*Problem requirements:* Out of the material that follows, write out exactly the lines from the line with "## S-R1 — separate" to the line with "New bin on the", both ends included, and no others.

*Task data:*
§

PR #675, opened 2026-06-12
feat(ui-read-seam): S-R0 shared sealed-WS substrate + S-R1 dark read-projection server (workbench) [DARK, default-off]

thesongzhu:
## What

The FIRST dark slice of the v1 UI **Rust direct-read seam** (per the locked FILE55 decision: the v1 SwiftUI UI direct-connects to the Rust hub over the DARK sealed-WS, NOT through a TS hub route). Operator-locked transport = **2b** (a SEPARATE sealed-WS read server) on a **2c** shared substrate. Design of record: `UI_RUST_DIRECT_READ_SEAM_DESIGN_20260611.md`.

**ALL DARK, default-off.** No new LaunchAgent, no production caller. The live WRITE path is byte-identical. This moves **zero UI needle** until D-PR1 consumes it AND the slice-6 production flip lands (operator-gated). NOT v1 GO.

## S-R0 — shared sealed-WS crypto/auth substrate (`friday_hub::sealed_ws`)

Factored the common transport/auth **primitives** (NOT the serve loop — the write loop is saturated with write-only concerns; genericizing it would be the most likely way to break byte-identical) into one shared module that BOTH servers use, so crypto/auth parity is guaranteed by construction:

- `establish_session` — the cleartext preamble (peer pubkey in → **S-F peer-pubkey-allowlist gate FIRST** → low-order check → server pubkey out → fresh CSPRNG nonce out → WS upgrade) + ECDH session key.
- the peer-allowlist boot chain (`load_peer_allowlist` / `peer_is_allowlisted` / `enforce_single_peer` / `PeerAllowlistError`), the `LOW_ORDER_X25519_POINTS` table + `is_low_order_x25519`, the sealed-proof codec (`encode`/`decode_sealed_proof`), `SESSION_NONCE_LEN`.
- `AuthedPrincipal::authenticate_forwarded` (in `hub_server.rs`) generalized: `auth_aad` / `ForwardedAuth` now bind an **opaque `bound_context: &[u8]`** instead of a `run_id`-typed field, so a read (which has no run) binds its own per-request id and keeps the IDENTICAL nonce-bound + owner-allowlisted + possession-of-session guarantee.

### Byte-identical-for-writes argument (deploy safety)

A read has no run, so the AAD binding was generalized from `run_id: &str` to `bound_context: &[u8]`. **The write path passes `run_id.as_bytes()`** — exactly the bytes the prior `auth_aad` took internally — so the emitted auth AAD is **byte-identical** for writes (a 4-byte BE length prefix over the same bytes). The write bin re-expresses its prior behavior through the shared fns with the SAME constant bytes and the SAME preamble framing. Proof:
- **frozen-AAD KAT** (`auth_aad_write_path_is_byte_unchanged`) pins the exact `Vec<u8>` for a known `(SESSION_AAD, principal, run_id)` — a literal, not an old-fn==new-fn comparison.
- the write bin's **full 32-test real-handshake suite stays green** (dispatch round-trip + body-sealed-never-in-refs, forged peer, captured-proof replay, low-order, wrong-key, non-allowlisted principal/peer, msg_id replay) — stronger evidence than the KAT alone.

## S-R1 — separate DARK sealed-WS read server (`hub_read_projection_server`)

New bin on the S-R0 substrate that:
- opens the hub DB **READ-ONLY** (`Db::open_hub_readonly`), builds **NO `HubRuntime` and NO `DeepSeekClient`**, never calls `from_env` — **credential/capability isolation by construction**: no model-call path, no provider credential, can only read. A read client cannot spend quota or write. The absence of the runtime IS the no-model-path guarantee.
- accepts `WorkbenchProjectionRequest` (named projection + params + forwarded principal + `auth_proof` bound to a per-request `request_id`), authenticates against the sealed session via the SAME owner-auth chain a write uses,
- runs the extracted shared `friday_hub::workbench_projection::project_workbench` fn (refs-only; the **forbidden-output guard runs INSIDE** it, so the bin AND the server inherit refs-only),
- returns an **OWNER-SEALED, REFS-ONLY** `WorkbenchProjectionSnapshot` (the projection JSON is double-sealed under the session key; refs like ledger/result/activity ids + counts + labels, never an inline body; truth labels as-is, never upgraded). A `503`/missing/non-canonical state is surfaced as a **typed `Error`**, never a fabricated success.
- **owner-scoped**: released ONLY to the bound AUTHENTICATED principal, never a client-asserted id; a forged/empty/non-allowlisted principal ⇒ no snapshot, end the session.

The `mission_workbench_projection` CLI bin is now a **thin wrapper** over the shared lib fn (one implementation, no drift).

> **Domain separation (for the future Swift client):** the read server's `SESSION_AAD` / `AUTH_CHALLENGE` are `:ui-read-seam:…:s-r1:` — DISTINCT from the write constants. A read client MUST seal with the read constants, not the write ones.

## Which KATs prove what

| KAT | proves |
| --- | --- |
| `hub_read_projection_server::workbench_projection_round_trips_through_the_read_server` | full seam end-to-end: handshake → owner auth → owner-sealed refs-only snapshot; the owner-opened body is the canonical refs-only projection with no secret markers |
| `hub_read_projection_server::read_server_rejects_a_mismatched_principal` | owner-scoping: a well-formed but non-allowlisted forwarded principal gets NO snapshot, the session ends (processed==0) |
| `hub_server::…::auth_aad_write_path_is_byte_unchanged` | the write-path auth AAD is byte-identical after the `bound_context` generalization (frozen literal) |
| `sealed_ws::tests::*` | substrate units: peer-allowlist fail-closed (missing/invalid/multi-peer), low-order rejection (incl. high-bit variant), sealed-proof codec round-trip |
| write bin's existing 32-test suite (unchanged) | byte-identical write behavior through the refactor |

## DEFERRED (explicit acceptance criteria — NOT faked)

- **S-R2..S-R5** — the other UI read projections (run-readback / providers-doctor / diagnostics / workflow-catalog). Three already have library fns; run-readback needs the same small extraction.
- **Cross-owner / per-conversation `owner_principal` isolation.** This slice is **single-owner v1**: the owner-allowlist ceiling is the SAME single-configured-owner model the write path uses today; the read server returns the first active mission without matching `mission`/conversation `owner_principal` to the caller. Safe ONLY because v1 has one owner. Per-conversation owner-match (so peer A cannot read peer B's mission even with a valid session) is tied to the write path's own unbuilt FIX-Q2 / FIX-Q3b multi-principal bindings — deferred, not silently skipped.
- **G3 — the SwiftUI sealed client.** Net-new; the crypto-parity surface (X25519 + HKDF-SHA256 32-zero-salt + XChaCha20-Poly1305 24-byte nonce + `[nonce_len][nonce][ciphertext]` framing) is the hard part. Operator/device-gated.
- **G4 — UI peer-pubkey enrollment.** The UI's X25519 pubkey must enroll in the SecureStore `PEER_PUBKEY_ALLOWLIST_ID` allowlist (the provisioning/device gate). Single-peer is a server invariant until the multi-principal bindings land.
- **slice-6 production flip (G2, the FREEZE tripwire)** — provision the read server's LaunchAgent + enroll the UI peer + flip the prod flag. Operator-gated; NOT this slice.

## localChecks

- `cargo +1.95.0 fmt --all` — clean
- `cargo +1.95.0 clippy --workspace --all-targets` — clean (0 warnings)
- `cargo +1.95.0 build` — clean
- `cargo +1.95.0 test -p friday-hub -p friday-protocol -p friday-ffi -p friday-crypto` — all green; write bin 32/0, read bin 2/2, sealed_ws 6/6, frozen-AAD KAT pass
- `cargo +1.95.0 test --workspace` — see PR thread for the one `friday-anthropic` real-socket test result (untouched crate; passes 18/18 per-crate)


thesongzhu:
### localChecks — `cargo +1.95.0 test --workspace` characterization (honest)

The workspace run shows intermittent failures confined to **`friday-anthropic`** real-transport tests (e.g. `real_transport_sends_x_api_key_…`, `real_transport_maps_rate_limit_…`) — panics with `BadResponse("invalid JSON: … Invalid argument (os error 22)")` and inside `ureq-2.12.1/src/response.rs`. This is a **pre-existing intermittent flake in an UNTOUCHED crate**, not a regression from this PR. Evidence:

1. **`git diff origin/main -- rust-core/crates/friday-anthropic/` is EMPTY** — the crate is byte-identical to main; nothing in this PR can have caused it.
2. **The failing set VARIES between runs** (one workspace run failed 1 test; the next failed 2, including a *different* test) — the signature of an intermittent real-socket/HTTP flake, not a deterministic break.
3. **Running `cargo test -p friday-anthropic real_transport` alone, repeatedly, is itself intermittent**: 5 consecutive runs → FAILED, ok, ok, ok, ok. Same source, varying outcome. The tests bind localhost sockets and read HTTP responses; under concurrent socket pressure they intermittently hit OS error 22.
4. `cargo test -p friday-anthropic` (full crate) passes **18/18** in isolation.

**This PR's own crates are deterministically green:** `cargo test -p friday-hub -p friday-protocol -p friday-ffi -p friday-crypto` — write bin **32/0**, read bin **2/2**, `sealed_ws` **6/6**, frozen-AAD KAT pass; `clippy --workspace --all-targets` clean; `fmt` clean; `build` clean.

PR #736, opened 2026-06-14
feat(f11 tts-1): friday-fs create_dir_all_within_root root-contained mkdir primitive

thesongzhu:
## F11 Wave-2 · TTS-1 (friday-fs)

Net-new pure-Rust primitive. `friday-fs` today has **no mkdir**: `write_file_within_root` / `open_write_within_root` both require `parent_must_exist=true` and explicitly do not create intermediate directories. The TTS artifact path is nested (`.friday/artifacts/tts/tts-<ts>.<fmt>`), so the later TTS-5 executor cannot create it — this PR adds the missing primitive.

### What it does
`pub fn create_dir_all_within_root(root: &Path, candidate: &str) -> Result<(), FsError>` — a root-contained, symlink-escape-safe `mkdir -p` that **reuses the same `resolve_within_root` lexical + canonicalized-root + realpath-ancestor containment gate** as every other primitive in the crate.

- **Top-down per-component walk** (not `std::fs::create_dir_all`): builds each prefix `a`, `a/b`, `a/b/c`, runs the full `resolve_within_root` on it, then `create_dir`s exactly one new level. By the time level N is resolved every ancestor already exists as a verified real dir, so the realpath-ancestor check fires for every component and the kernel never resolves a parent **through a symlink** — the exact escape the naive `create_dir_all` shortcut would silently follow.
- **Idempotent** on an existing real directory.
- **Refuses** a symlink at any component (`FsError::Symlink`, even an in-root-pointing one — same don't-follow posture as delete/move/write) and a file-at-path (`FsError::NotADirectory`).
- **Lexical escapes** (`..` / absolute / `.` / empty) reject up front as `FsError::Lexical` with no directory created as a side effect.
- Ancestor-component TOCTOU is documented as the same accepted residual the rest of the crate carries.

### Dark discipline
Inert primitive: **no flag, no external dep, no hub / ToolExecutor / registry / capability touch** (the first caller is TTS-5 in a later wave). Touches `rust-core/crates/friday-fs/src/lib.rs` ONLY.

### Tests (7 in-lib `#[cfg(test)]`, real on-disk dirs + real symlinks)
nested-create · idempotent + fill-missing-tail · lexical reject (absolute / `..` / nested-`..` / empty, asserting no partial side effect) · file-at-intermediate (`NotADirectory`, file intact) · **the load-bearing ancestor-symlink-escape** (negative assertion: the outside dir gains no `b`/`c`) · final-component symlink · missing-root `NotFound`.

### Gate (from rust-core, all green)
- `cargo fmt --all -- --check` ✓
- `cargo clippy -p friday-fs --all-targets -- -D warnings` ✓ (no warnings)
- `cargo build -p friday-fs` ✓
- `cargo test -p friday-fs` ✓ — all 78 friday-fs tests pass (verified single-threaded + repeated runs); my 7 new tests pass every run
- `cargo build --workspace` ✓ (friday-fs integrates with friday-hub which consumes it)

> Note: the pre-existing `run_command_setsid_escaped_grandchild_does_not_pin_thread` test (unmodified by this PR; not in the friday-fs primitives I touched) is a known scheduler-jitter flake — its own doc comment notes loaded-CI sensitivity and it passes reliably single-threaded and in isolation. This PR makes no change to `run_command`.

### DIFF
--- a/rust-core/crates/friday-fs/src/lib.rs
+++ b/rust-core/crates/friday-fs/src/lib.rs
@@ -1342,6 +1342,125 @@ pub fn run_command_in_root_with_timeout(
     })
 }
 
+/// Recursively create a contained directory and any missing intermediate directories
+/// (`mkdir -p`), root-contained and symlink-escape-safe. **Idempotent**: an already-existing
+/// contained directory is `Ok(())`.
+///
+/// # Why this exists
+/// friday-fs has no `mkdir`: [`open_write_within_root`] / [`write_file_within_root`] both
+/// require the parent directory to already exist and explicitly do NOT create intermediates
+/// ("we do not `mkdir` intermediate directories"). A nested artifact path such as
+/// `.friday/artifacts/tts/tts-<ts>.<fmt>` therefore cannot be written by the existing
+/// primitives until its directory chain is created. This primitive creates that chain while
+/// preserving the SAME containment guarantees as every other primitive in this crate.
+///
+/// # Containment (reuses the shared [`resolve_within_root`] gate, top-down per component)
+/// We do NOT hand the full nested path to `std::fs::create_dir_all`: that lets the **kernel**
+/// resolve the parent portion, which would FOLLOW a pre-existing ancestor symlink and create
+/// directories *outside* the root (the exact escape this primitive must refuse). Instead we
+/// walk the candidate's components **top-down**, and for each prefix `a`, `a/b`, `a/b/c`, …:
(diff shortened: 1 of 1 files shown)


thesongzhu:
Closing per the 2026-06-13 strategic decision (Desktop FRIDAY_战略方向决策_20260613.md): F11 (vision/OCR/TTS/browser/PDF) is a Rust re-implementation of capabilities the TS product already runs live, and is post-v1 — not on the Phase-1 operating-layer spine. Work is banked; reopen in Phase-2 when we reach per-capability Rust parity.

PR #742, opened 2026-06-14
fix(rust-agent-run): surface honest non-Finished terminal status instead of misleading readback_not_found 503

thesongzhu:
## Root cause

In `composeRustReadOnlyAgentRun` (`src/api/runtime/friday-api-runtime.ts`), the owner-gated answer readback's `outcome !== "delivered"` branch ALWAYS threw `failClosed()` → 503 `readback_not_found`.

But a run whose Rust loop terminates **NON-Finished** (LoopStatus Blocked / Errored / Bounded, or fail-closed-to-no-answer) **deliberately skips the Rust-side persist guard** (`if outcome.status == Finished { persist_run_result }` in the hub runtime). No `run_result` row is ever written, so the owner-gated body readback **legitimately** returns `not_found` — there was never an answer to store. Throwing the 503 for that case **misreports an honest terminal settle as a transport/storage failure**. This hit the hourly self-probe and S6.

The dispatch loop-status label (`wsResult.status`) is already in scope at the readback decision point.

## The fix — Case-A / Case-B split (no gate-weakening)

At the `outcome !== "delivered"` branch we now carve out **only** the honest non-Finished terminal case with a **strict allowlist**, and otherwise keep today's 503 exactly:

- **Case B — honest non-Finished terminal (NO 503):** `outcome === "not_found"` **AND** `wsResult.status ∈ { no_answer_safe_failure, no_answer, blocked, bounded, errored }`. The wire collapses Blocked/Errored/Bounded/no-answer into one label (`AuthedAnswer::NoAnswer`'s `proof_refs_json` carries no `status` key → the agent-run server falls back to the `outcome`, so compose actually sees `"no_answer_safe_failure"` for all non-Finished/no-body terminals; the raw loop-status tokens are admitted too). We project an HONEST refs-only continuity row via the **same write-transaction + projector pattern the Paused branch uses**, mapped to `loopStatus:"Errored"` → the projector's terminal **"failed"** status (never `"Paused"`/`"cancelled"` — a no-answer terminal is not resumable). Refs-only: empty body ref (empty-string sha sentinel + `len 0`), empty response — **never a fabricated answer body**. Owner is stamped so the row is owner-scoped for the read routes. We deliberately do **not** stamp the apiRequest idempotency descriptor (a failed/no-answer run must not replay on a retry).

- **Case A — genuine error (KEEP 503):** every other non-delivered case falls through to the unchanged `logFailClosed()` + `throw failClosed()`:
  - `wsResult.status === "finished"` + `not_found` → a finished run **should** have a row, so a missing row is a real failure → **still 503**.
  - `outcome === "denied"` (an ownership-gate refusal) → **still 503** even with a non-Finished status.
  - any error status (`storage_failed` / `auth_failed` / `operator_vk_unprovisioned`) → not in the allowlist → **still 503**.

### No-degrade argument

The carve-out is a strict allowlist requiring **both** conjuncts; everything else defaults to today's fail-closed 503. A finished run with a missing row still 503s; `denied` still 503s; any storage/auth error still 503s. We never fabricate an answer body. The read-only delivered path and the Paused path are untouched.

## KAT (colocated, `friday-api-runtime-rust-route-compose.test.ts`)

- `(nf-a)` `no_answer_safe_failure` (the value the live wire emits) + `not_found` → **NO 503**; status `"failed"`, one continuity row with `loopStatus "Errored"`, empty body ref `len=0`, no body, owner stamped.
- `(nf-b)` `blocked` + `not_found` → same (the task's named case).
- `(nf-c)` Case A: `finished` + `not_found` → **STILL 503**, no row.
- `(nf-d)` no-weakening: `storage_failed` + `not_found` → **STILL 503**, no row.
- `(nf-e)` no-weakening: `denied` (with a non-Finished status) → **STILL 503**, no row.

## Constraints / hygiene

- **TS-only**: touches only the compose source + its colocated test. No Rust, no other hot files.
- Born-current on `origin/main` `70b458ca`.
- Local green: `npm run lint` (0 errors), `npm run typecheck` (0 errors), `npm test` for this file (**34/34 pass**). Both `secrets`-job gates pass (detect-secrets-hook + provider-key-pattern denylist); the empty-string SHA constant is a public well-known hash with an allowlist marker.
- The honest-terminal projection is extracted to a module-level helper so the compose function stays under the per-function line limit.

## Deploy note

This changes **source only**. Making it live on prod needs a `dist` rebuild + hub restart — a **separate operator-gated deploy**, not attempted here.

### DIFF
--- a/src/api/runtime/friday-api-runtime.ts
+++ b/src/api/runtime/friday-api-runtime.ts
@@ -993,6 +993,42 @@ export const RUST_ROUTE_READ_TOOL_ALLOWLIST = ["read_file", "list_dir", "stat_fi
 const RUST_ROUTE_DEEPSEEK_PROVIDER_ID = "deepseek";
 const RUST_ROUTE_DEEPSEEK_FLASH_MODEL = "deepseek-v4-flash";
 
+// (honest-non-finished) The well-known SHA-256 of the EMPTY byte string. A non-Finished terminal
+// run produced NO answer body, but the continuity-projector receipt requires a `finalMessageSha256`
+// string — we stamp this empty-body sentinel (with `finalMessageLen: 0`) so the body REF is
+// truthfully "zero bytes", NEVER an answer fingerprint. Refs-only — this is not a body.
+const EMPTY_BODY_SHA256 =
+  "e3b0c44298fc1c149afbf4c8996fb92427ae41e4649b934ca495991b7852b855"; // pragma: allowlist secret
+
+// (honest-non-finished) The CLOSED allow-list of dispatch loop-status labels that mark a
+// NON-deliverable terminal run (the run ended without an answer to persist). The wire COLLAPSES
+// Blocked/Errored/Bounded/no-answer into ONE label: `AuthedAnswer::NoAnswer`'s refs carry no
+// `status` key, so the agent-run server falls back to the `outcome` → compose actually sees
+// `"no_answer_safe_failure"` for ALL non-Finished/no-body terminals (the raw loop-status tokens are
+// admitted too, for a server that surfaces them directly). EVERY OTHER status — notably `"finished"`
+// (a finished run SHOULD have a row) and any error status (`storage_failed`/`auth_failed`/
+// `operator_vk_unprovisioned`) — is NOT here, so it keeps today's fail-closed 503 (no gate-weakening).
+const RUST_ROUTE_NON_FINISHED_TERMINAL_STATUSES = new Set<string>([
+  "no_answer_safe_failure",
+  "no_answer",
+  "blocked",
+  "bounded",
+  "errored",
+]);
+
+// (honest-non-finished) Map a NON-Finished terminal wire status to the projector's `loopStatus`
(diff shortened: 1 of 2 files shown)


thesongzhu:
Post-review refinement (same two files, still TS-only, all green): the projected non-Finished `loopStatus` is now FAITHFUL where the wire allows it — a raw loop-status token (`blocked`/`bounded`/`errored`) keeps its capitalized form (Blocked/Bounded/Errored), while the opaque collapsed labels the live wire actually emits (`no_answer_safe_failure`/`no_answer`) fall back to `Errored`. All of these still map to the SAME product-visible terminal status `"failed"` (mapLoopStatusToTsStatus) — the distinction is metadata fidelity only, never a different outcome, and never the resumable `Paused`/`cancelled`. KAT `(nf-b)` updated to assert the faithful `Blocked` label; `(nf-a)` keeps `Errored` for the opaque live-wire value. Full `test/unit/api/runtime/` suite green (196/196).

§

*Answer box:*
## S-R1 — separate DARK sealed-WS read server (`hub_read_projection_server`)

New bin on the S-R0 substrate that:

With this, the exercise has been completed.